DATA TO EXAMINE START
Issue #2054, opened 2018-08-06
No way to edit issue title


Huddie:
Is this true? Or I’m missing it?

<sub>Sent with <a href="http://githawk.com">GitHawk</a></sub>

rnystrom:
Nope this has never existed. I think there’s an issue already for it. More a design issue than anything, I’m not sure how we’d do this yet. Maybe in the manage button menu?

<sub>Sent with <a href="http://githawk.com">GitHawk</a></sub>

Huddie:
That works. Another possibility could be a pencil like icon across from the title only visible to the user. 

<sub>Sent with <a href="http://githawk.com">GitHawk</a></sub>

BasThomas:
#381

BasThomas:
You know what, I am actually going to close that other, old issue.

BrianLitwin:
If we could settle on a UI, could PR this. Seems important that if we let users create issue titles, they should be able to edit them too.

rnystrom:
@BrianLitwin how about:

- New item in manage button
  - Manage button appears if you can make updates, which would include editing title
  - Use [pencil icon](https://octicons.github.com/icon/pencil/)
  - "Edit Title"
- Show some sort of editing control
  - If we want to be really fancy... a new ContextMenu control with a text box. Focus keyboard on appearance. Done & cancel button.
  - For a quick win: `UIAlertController` with a text field

BrianLitwin:
Anybody have strong thoughts on light or dark background for this? I'm thinking try to make work with a dark bg since every other ContextMenu in the Manage menu is dark.

rnystrom:
Actually think light would be better for text editing, but def open to see it as light (hopefully not hard to change either way)

<sub>Sent with <a href="http://githawk.com">GitHawk</a></sub>

BrianLitwin:
I'm all ears if anybody has UI suggestions! This is what is currently looks like: 

<img width="287" alt="screenshot 2018-10-22 15 53 31" src="https://user-images.githubusercontent.com/26695477/47315554-eb493900-d612-11e8-9ad9-0dd8d68b753f.png">

BrianLitwin:
# Video: 

![ezgif com-video-to-gif 4](https://user-images.githubusercontent.com/26695477/47316466-349a8800-d615-11e8-9440-21196b66c554.gif)


<br> 
<br> 

[...]

PR #2348, opened 2018-10-23
[WIP] Adds edit issue title

BrianLitwin:
Connected to #2054
See that thread for video and pics.. I did adjust the height to 120 as was recommended there. 

Manually tested that editing the title updates three areas: 
- the issueTitle section controller  
- the timeline 
- the bookmark (when you go back to bookmarks, title is updated) 

Included unit tests as well. 
Used the viewerCanUpdate flag to determine editing privileges. 
I also manually tested super long titles.. the textview handles them well and that shouldn't be an issue. 

#### Update: 
- I realized this also needs to update the bookmark struct that the nav controller will use to set a new bookmark - eg currently, if you edit a title -> then bookmark the issue -> the bookmark will reference the original title, not the edited one. 

- @rnystrom Thanks for your review! I'm learning a lot. I'm going to update the Edit VC to follow a pattern more similar to People, Milestones, etc.. update everything optimistically and reset if there's a network failure. Was looking at the EditComment VC for cues, that was prob not the optimal apprach.

- Updating the Bookmark API seems like a non-trivial issue, might need a separate PR, for the time being i'll do my best.


BrianLitwin:
@Sherlouk Applied your suggestions.. thanks for the feedback!

Classes/Issues/IssuesViewController.swift
```diff
@@ -286,6 +288,13 @@ final class IssuesViewController: MessageViewController,
         activityController.popoverPresentationController?.barButtonItem = sender
         present(activityController, animated: trueUnlessReduceMotionEnabled)
     }
+    
+    var insetWidth: CGFloat {
+        // assumptions here, but the collectionview may not have been laid out or content size found
+        // assume the collectionview is pinned to the view's bounds
+        let contentInset = feed.collectionView.contentInset
+        return view.bounds.width - contentInset.left - contentInset.right
+    }
```
BrianLitwin: Moved this so that I could re-use it in the completion block after the fetch; see below 

```swift 
         if let current = strongSelf.result {
                    let issueResult = IssuesViewController.updateIssueResultModelTitle(
                        newTitle: newTitle,
                        oldTitle: strongSelf.currentIssueTitle ?? "",
                        username: strongSelf.client.userSession?.username ?? Constants.Strings.unknown,
                        issueResultModel: current,
                        width: strongSelf.insetWidth
                    )
                    strongSelf.client.cache.set(value: issueResult)
                }
```

BrianLitwin:
@Sherlouk - I'm doing something wrong = I've been having trouble adding files to local pods, and getting the new XCode beta seemed to help, so I pulled this PR down to check on it, and the V3EditIssueTitleRequest in GItHubAPI didn't compile (didn't actually show up in XCode at all) - so I amended the commit, re-added the file so that it compiled and pushed it back up, and now there's this huge diff in ` Pods/Pods.xcodeproj/project.pbxproj` and the check is failing. 

For starters, I don't actually know the correct way to add a file to a local pod. When I try to add the file, it says Group: "GitHubAPI", and for target I'm putting a checkmark next to GithubAPI-iOS, because XCode doesn't complain and everything compiles when I do that. But I'm not sure that's correct?

Classes/Issues/IssuesViewController.swift
```diff
@@ -642,5 +648,59 @@ final class IssuesViewController: MessageViewController,
...
+            viewController.dismiss(animated: true)
+        }
+    }
+    
+    var currentIssueTitle: String? {
+        return result?.title.string.allText
+    }
+    
+    var viewerCanUpdate: Bool {
+        return result?.viewerCanUpdate ?? false
```
rnystrom: `IssueManagingContextController` already has access to [IssueResult](https://github.com/GitHawkApp/GitHawk/blob/master/Classes/Issues/IssueManagingContextController.swift#L65). These don't have to be delegate methods right? Can't these values just be fetched from the model when the edit VC is initialized?

Classes/Issues/EditTitle/EditIssueTitleViewController.swift
```diff
@@ -0,0 +1,93 @@
...
+//
+
+import UIKit
+import GitHubAPI
+import SnapKit
+
+protocol EditIssueTitleViewControllerDelegate: class {
+    func sendEditTitleRequest(newTitle: String, viewController: EditIssueTitleViewController)
+    var currentIssueTitle: String? { get }
+    var viewerCanUpdate: Bool { get }
```
rnystrom: See my notes about `IssueManagingContextController` already having access to the model. IMO these last 2 properties can be removed.

Classes/Issues/EditTitle/EditIssueTitleViewController.swift
```diff
@@ -0,0 +1,93 @@
...
+//  Created by B_Litwin on 10/22/18.
+//  Copyright © 2018 Ryan Nystrom. All rights reserved.
+//
+
+import UIKit
+import GitHubAPI
+import SnapKit
+
+protocol EditIssueTitleViewControllerDelegate: class {
+    func sendEditTitleRequest(newTitle: String, viewController: EditIssueTitleViewController)
```
rnystrom: nit: delegate pattern has `self` param **first**, then other data params. Something like this would be more consistent:

```swift
func sendEditTitleRequest(from viewController: EditIssueTitleViewController, with title: String)
```

Classes/Issues/EditTitle/EditIssueTitleViewController.swift
```diff
@@ -0,0 +1,93 @@
...
+    var currentIssueTitle: String? { get }
+    var viewerCanUpdate: Bool { get }
+}
+
+class EditIssueTitleViewController: UIViewController {
```
rnystrom: `final`

Classes/Issues/EditTitle/EditIssueTitleViewController.swift
```diff
@@ -0,0 +1,93 @@
...
+        fatalError("init(coder:) has not been implemented")
+    }
+    
+    override func viewDidLoad() {
+        super.viewDidLoad()
+        preferredContentSize = CGSize(
+            width: Styles.Sizes.contextMenuSize.width,
+            height: 120
+        )
+        title = NSLocalizedString("Edit", comment: "")
```
rnystrom: String `"Edit"` [already exists](https://github.com/GitHawkApp/GitHawk/blob/c23945ac7dfe015f3f7218668b5caef2355ac7db/Classes/Issues/Comments/IssueCommentSectionController.swift#L119), mind tossing that in `Constants.swift`?

Classes/Issues/EditTitle/EditIssueTitleViewController.swift
```diff
@@ -0,0 +1,93 @@
...
+    }
+    
+    override func viewDidAppear(_ animated: Bool) {
+        super.viewDidAppear(animated)
+        textView.becomeFirstResponder()
+    }
+    
+    func setRightBarItemIdle() {
+        navigationItem.rightBarButtonItem = UIBarButtonItem(
+            title: NSLocalizedString("Save", comment: ""),
```
rnystrom: [Constants](https://github.com/GitHawkApp/GitHawk/blob/c23945ac7dfe015f3f7218668b5caef2355ac7db/Classes/Issues/EditComment/EditCommentViewController.swift#L106)?

Classes/Issues/IssueManagingContextController.swift
```diff
@@ -91,6 +93,16 @@ final class IssueManagingContextController: NSObject, ContextMenuDelegate {
             if result.pullRequest {
                 actions.append(.reviewers)
             }
+            
+            let viewerCanUpdate =
+                editIssueTitleViewControllerDelegate?
+                .viewerCanUpdate
+                ?? false
+            
+            if viewerCanUpdate {
```
rnystrom: Since the result of this `Bool` isn't used again, can it just all be in the `if` statement? No need for a variable

Classes/Issues/IssueManagingContextController.swift
```diff
@@ -264,6 +280,18 @@ final class IssueManagingContextController: NSObject, ContextMenuDelegate {
             delegate: self
         )
     }
+    
+    func presentEditTitleController() {
+        guard let viewController = viewController else { return }
+        guard let delegate = editIssueTitleViewControllerDelegate else { return }
```
rnystrom:
```swift
guard let viewController = viewController,
    let delegate = editIssueTitleViewControllerDelegate
    else { return }
```

Classes/Issues/IssuesViewController+UpdateIssueTitle.swift
```diff
@@ -0,0 +1,71 @@
...
+import UIKit
+
+extension IssuesViewController {
+    
+    static func updateBookmarkTitle(
+        newTitle: String,
+        bookmark: Bookmark,
+        bookmarkStore: BookmarkStore
+        )
+    {
```
rnystrom:
```swift
) {
```

(is SwiftLint not catching this?)

Classes/Issues/IssuesViewController+UpdateIssueTitle.swift
```diff
@@ -0,0 +1,71 @@
...
+            owner: bookmark.owner,
+            number: bookmark.number,
+            title: newTitle,
+            defaultBranch: bookmark.defaultBranch
+        )
+        
+        if let index = bookmarkStore.values.index(of: bookmark) {
+            bookmarkStore.values[index] = newBookmark
+            bookmarkStore.save()
+        }
```
rnystrom: Oof, we need a better way to do this... shouldn't have to create whole model then lookup based on index... `BookmarkStore` needs better APIs for finding, updating, and replacing stuff...

I guess we can tackle that later, but this should be the responsibility of the store.

Also `var values: [Bookmark]` is a publicly mutable array... 😬 this could use some cleanup....

Classes/Issues/IssuesViewController+UpdateIssueTitle.swift
```diff
@@ -0,0 +1,71 @@
...
+    }
+    
+    static func updateIssueResultModelTitle(
+        newTitle: String,
+        oldTitle: String,
+        username: String,
+        issueResultModel: IssueResult,
+        width: CGFloat
+        ) -> IssueResult
+    {
```
rnystrom:
```swift
) -> IssueResult {
```

Classes/Issues/IssuesViewController+UpdateIssueTitle.swift
```diff
@@ -0,0 +1,71 @@
...
+        let title = titleStringSizing(
+            title: newTitle,
+            contentSizeCategory: UIContentSizeCategory.preferred,
+            width: width
+        )
+        
+        let titleChangeString = IssueRenamedString(
+            previous: oldTitle,
+            current: newTitle,
+            contentSizeCategory: UIContentSizeCategory.preferred,
```
rnystrom: Can you capture `preferred` in a `let` since its used multiple times?

Classes/Issues/IssuesViewController+UpdateIssueTitle.swift
```diff
@@ -0,0 +1,71 @@
...
+            titleChangeString: titleChangeString
+        )
+        
+        let issueResult = issueResultModel.updated(
+            title: title,
+            timelinePages: issueResultModel.timelinePages(appending: [issueRenamedModel])
+        )
+        
+        return issueResult
+    }
```
rnystrom: This is great! And tests! 🎉

Classes/Issues/IssuesViewController.swift
```diff
@@ -286,6 +288,13 @@ final class IssuesViewController: MessageViewController,
         activityController.popoverPresentationController?.barButtonItem = sender
         present(activityController, animated: trueUnlessReduceMotionEnabled)
     }
+    
+    var insetWidth: CGFloat {
```
rnystrom: `private`?

Classes/Issues/IssuesViewController.swift
```diff
@@ -312,10 +321,7 @@ final class IssuesViewController: MessageViewController,
             }
         }
 
-        // assumptions here, but the collectionview may not have been laid out or content size found
-        // assume the collectionview is pinned to the view's bounds
-        let contentInset = feed.collectionView.contentInset
-        let width = view.bounds.width - contentInset.left - contentInset.right
+        let width = insetWidth
```
rnystrom: Just move `insetWidth` to the param? Doesn't need a `let` now right?

Classes/Issues/IssuesViewController.swift
```diff
@@ -642,5 +648,59 @@ final class IssuesViewController: MessageViewController,
...
+                    )
+                    strongSelf.client.cache.set(value: issueResult)
+                }
+                
+            case .failure(let error):
+                Squawk.show(error: error)
+            }
+            
+            viewController.setRightBarItemIdle()
+            viewController.dismiss(animated: true)
```
rnystrom: Note: this is strongly retaining the `viewController` param

Classes/Issues/IssuesViewController.swift
```diff
@@ -642,5 +648,59 @@ final class IssuesViewController: MessageViewController,
         guard let issueType = self.issueType else { return }
         presentLabels(client: client, owner: owner, repo: repo, label: label, type: issueType)
     }
+    
+    // MARK: EditIssueTitleViewControllerDelegate
 
+    func sendEditTitleRequest(newTitle: String, viewController: EditIssueTitleViewController) {
```
rnystrom: Why not just put all the sending stuff _inside_ the edit VC? Can include the cache updating stuff since the issue VC listens for model changes and will reload. Would totally eliminate the need for this delegate API and keep things really separated.

Classes/Issues/IssuesViewController.swift
```diff
@@ -642,5 +648,59 @@ final class IssuesViewController: MessageViewController,
...
+                        width: strongSelf.insetWidth
+                    )
+                    strongSelf.client.cache.set(value: issueResult)
+                }
+                
+            case .failure(let error):
+                Squawk.show(error: error)
+            }
+            
+            viewController.setRightBarItemIdle()
```
rnystrom: So the edit VC sets its right bar spinning, but the _issue VC_ is required to set it back? Adds a lot of implicit logic. Another +1 for just putting all this logic inside the edit VC...

rnystrom:
@BrianLitwin just lmk when this is ready for another look!

ijm8710:
Hey @BrianLitwin you still planning to jump back on this? No rush at all, just checking in since it seemed you were almost done with it. Obv I’m just excited for this awesome addition and let me know if I’m overstepping by f/u and I’ll make sure I refrain from doing so again in future...

rnystrom:
@BrianLitwin lmk if you have plans to revisit this. Def a high-impact feature! Leaving it open for now.

BrianLitwin:
@rnystrom Thx for leaving it open- I def plan to re-submit this in the near future 

BrianLitwin:
@rnystrom with the new Bookmark storage model, there's no reason to worry about updating the Bookmark Store anymore if you edited an Issue's title? Because we are not saving the bookmark title anymore, but saving the graphQL id and then fetching the title + other info from graphQL?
DATA TO EXAMINE END
TASK INSTRUCTIONS: For every line above that has "bounds" in it, copy the line.

REPLY:
+        // assume the collectionview is pinned to the view's bounds
+        return view.bounds.width - contentInset.left - contentInset.right
-        // assume the collectionview is pinned to the view's bounds
-        let width = view.bounds.width - contentInset.left - contentInset.right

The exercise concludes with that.